Transport and Export Infrastructure
At any given time there are between 25,000 and 30,000 military personnel protecting the Kingdom’s infrastructure. Then-US ambassador James C. Oberwetter stated: “The Saudi government and Saudi Aramco deserve considerable credit for what they have done in recent years to enhance the security of oil facilities throughout the Kingdom…. I know firsthand the robust security systems that are in place there. When they were needed, those systems worked, and the facility at Abqaiq was fully protected.” Nevertheless, threats to Saudi oil and gas facilities continue to worry the global energy market and the Saudi leadership, especially with threats now stemming from Islamic State (IS) in Iraq, with which the Saudis share an 814km border.
Map 3 is a schematic overview of the infrastructure linking Khurais, Ghawar and the northern offshore fields with the Abqaiq processing facility.
Export
Much of the pipeline capacity that is outside the Eastern Region has the dual purpose of serving the Kingdom’s markets in the Western Hemisphere and acting as a back-up export route, which would route Eastern Region oil production west to the export terminal at Yanbu on the Red Sea, should a security problem ever close the Strait of Hormuz.

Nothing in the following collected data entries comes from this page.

PR #31, opened 2016-03-31
Update Readme

mlomnicki:


MartinKoerner:
Hi @mlomnicki, I also changed the README, but I found, that the correct command is `rake rails_event_store:migrate` instead of `rake rails_event_store_active_record:migration`.
The command in your pull request didn't work for me...

mlomnicki:
Hey @MartinKoerner 

Yeah, you're right. The change has been introduced [here] (https://github.com/arkency/rails_event_store_active_record/pull/3) but the newest rails_event_store_active_record hasn't been released yet.
I think that you're using RES 0.5.0. The command will work in RES 0.5.1 (or 0.6.0)

cc @mpraglowski :)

Saudi Arabia’s only functioning international crude pipeline system is a 60-year-old complex of four small underwater pipelines carrying Arabian light crude from Saudi Arabia’s Abu Safa field to Bahrain. This aging pipeline system is expected to be decommissioned after the construction of a new pipeline with a capacity of 350,000bpd running between Abqaiq and Bahrain’s refinery at Sitra. The new pipeline is expected to be completed in the third quarter of 2016.
The hydrocarbons processed in the gas-oil separation facilities (GOSPs) supply much of the crude oil as well as natural gas used in Saudi Arabia’s petrochemical industry. In addition to Abqaiq, processing facilities include the Khursaniya gas plant, which can process 28MCM of associated gas (gas produced from oilfields) per day and produce 15.9MCM per day of sales gas (methane ready for market) and 280,000bpd of NGLs. Other important assets include gas-processing units at the Juayma and Yanbu gas plants. Saudi Arabia does not export natural gas but uses it domestically for electricity generation, as petrochemical feedstock and to power oil and gas operations and desalinization plants. Domestic gas transport is controlled by the Master Gas System (MGS).
Before the MGS (established in 1975), all of Saudi Arabia’s natural gas output was flared (burned off as waste). The MGS feeds gas to the industrial cities, including Yanbu on the Red Sea and Jubail. To supply natural gas to the expanded gas-processing facilities, several additions to the MGS are in the planning phase or under construction. The largest pipeline to be built is the 212km line to the Rabigh complex and to the Yanbu NGL processing facility. Four other pipelines will connect Manifa to the Khursaniya gas plant and to Ras al-Zour for gas processing and power production.